PR #115, opened 2022-03-04
Add image hardening

KeithMnemonic:
This PR adds image definitions to provide "hardened" images for SLES 15 SP3 and SLES-15-SP3-SAP.  These also apply to SLES 15 SP4.   The hardened images contain packages required for the remediation to be run.  

In addition, both the script that performs the remediation and the corresponding invocation of the script have been added.

A new config script section `apply-pcs-hardening.sh` and the corresponding overlay have been added.

### DIFF
--- a/data/scripts/cloud-remediation.sh
+++ b/data/scripts/cloud-remediation.sh
@@ -1,0 +1,3 @@
+# Run the image hardening script and then remove the package after completion
+/usr/bin/bash -e /usr/bin/cloud-remediation.sh
+zypper --non-interactive rm cloud-remediation
--- a/data/base/hardened/sle15/sp3/config.yaml
+++ b/data/base/hardened/sle15/sp3/config.yaml
@@ -1,0 +1,4 @@
+config:
+  scripts:
+    hardened-config:
+      - cloud-remediation
--- a/data/base/hardened/sle15/sp3/packages.yaml
+++ b/data/base/hardened/sle15/sp3/packages.yaml
@@ -1,0 +1,25 @@
+packages:
+  image:
+    hardened:
+      - aide
+      - audit-audispd-plugins
+      - cloud-remediation
+      - firewalld-lang
+      - libfreebl3-hmac
+      - libopenscap25
+      - libpcsclite1
+      - librdkafka1
+      - libsoftokn3-hmac
+      - libxmlsec1-1
+      - libxmlsec1-openssl1
+      - opensc
+      - openscap
+      - openscap-utils
+      - pam_apparmor
+      - pam_pkcs11
+      - pcsc-ccid
+      - pcsc-lite
+      - pcsc-tools
+      - perl-pcsc
+      - scap-security-guide
+      - pcsc-lite
--- a/images/cross-cloud/sles-sap/byos/hardened/15-sp3/image.yaml
+++ b/images/cross-cloud/sles-sap/byos/hardened/15-sp3/image.yaml
@@ -1,0 +1,9 @@
+include-paths:
+  - sle15/sp1
+  - sle15/sp2
+  - sle15/sp3
+schemaversion: 7.2
+image:
+  name: SLES15-SP3-SAP-BYOS-Hardened
+  specification: "SUSE Linux Enterprise Server for SAP Applications 15 SP3 BYOS guest image"
+  version: 0.9.1
--- a/images/cross-cloud/sles-sap/byos/hardened/profiles.yaml
+++ b/images/cross-cloud/sles-sap/byos/hardened/profiles.yaml
@@ -1,0 +1,7 @@
+profiles:
+  common:
+    include:
+      - base/common
+      - base/hardened
+      - base/sle
+      - products/sap/byos
--- a/images/cross-cloud/sles-sap/ondemand/hardened/15-sp3/image.yaml
+++ b/images/cross-cloud/sles-sap/ondemand/hardened/15-sp3/image.yaml
@@ -1,0 +1,9 @@
+include-paths:
+  - sle15/sp1
+  - sle15/sp2
+  - sle15/sp3
+schemaversion: 7.2
+image:
+  name: SLES15-SP3-SAP-Hardened
+  specification: "SUSE Linux Enterprise Server for SAP Applications 15 SP3 guest image"
+  version: 0.9.1
--- a/images/cross-cloud/sles-sap/ondemand/hardened/profiles.yaml
+++ b/images/cross-cloud/sles-sap/ondemand/hardened/profiles.yaml
@@ -1,0 +1,8 @@
+profiles:
+  common:
+    include:
+      - base/common
+      - base/hardened
+      - base/sle
+      - base/sle-modules
+      - products/sap/ondemand
--- a/images/cross-cloud/sles/byos/hardened/15-sp3/image.yaml
+++ b/images/cross-cloud/sles/byos/hardened/15-sp3/image.yaml
@@ -1,0 +1,9 @@
+include-paths:
+  - sle15/sp1
+  - sle15/sp2
+  - sle15/sp3
+schemaversion: 7.2
+image:
+  name: SLES15-SP3-BYOS-Hardened
+  specification: "SUSE Linux Enterprise Server 15 SP3 BYOS guest image"
+  version: 0.9.1
--- a/images/cross-cloud/sles/byos/hardened/profiles.yaml
+++ b/images/cross-cloud/sles/byos/hardened/profiles.yaml
@@ -1,0 +1,7 @@
+profiles:
+  common:
+    include:
+      - base/common
+      - base/hardened
+      - base/sle
+      - products/sles/byos
--- a/images/cross-cloud/sles/ondemand/hardened/15-sp3/image.yaml
+++ b/images/cross-cloud/sles/ondemand/hardened/15-sp3/image.yaml
@@ -1,0 +1,9 @@
+include-paths:
+  - sle15/sp1
+  - sle15/sp2
+  - sle15/sp3
+schemaversion: 7.2
+image:
+  name: SLES15-SP3-Hardened
+  specification: "SUSE Linux Enterprise Server 15 SP3 guest image"
+  version: 0.9.1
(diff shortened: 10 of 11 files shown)


images/cross-cloud/sles/byos/profiles.yaml
```diff
@@ -3,7 +3,6 @@ profiles:
     include:
       - base/common
       - base/sle
-      - products/sles/byos
```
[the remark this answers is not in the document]
KeithMnemonic: Thanks for catching that, I did not intend to remove it. I push as new commit fixes this and does not remove it

KeithMnemonic:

•••••

__TASK INSTRUCTIONS__:
Determine how many lines of the data above contain the string "that", and answer with the number only.

__WRITTEN ANSWER__:
2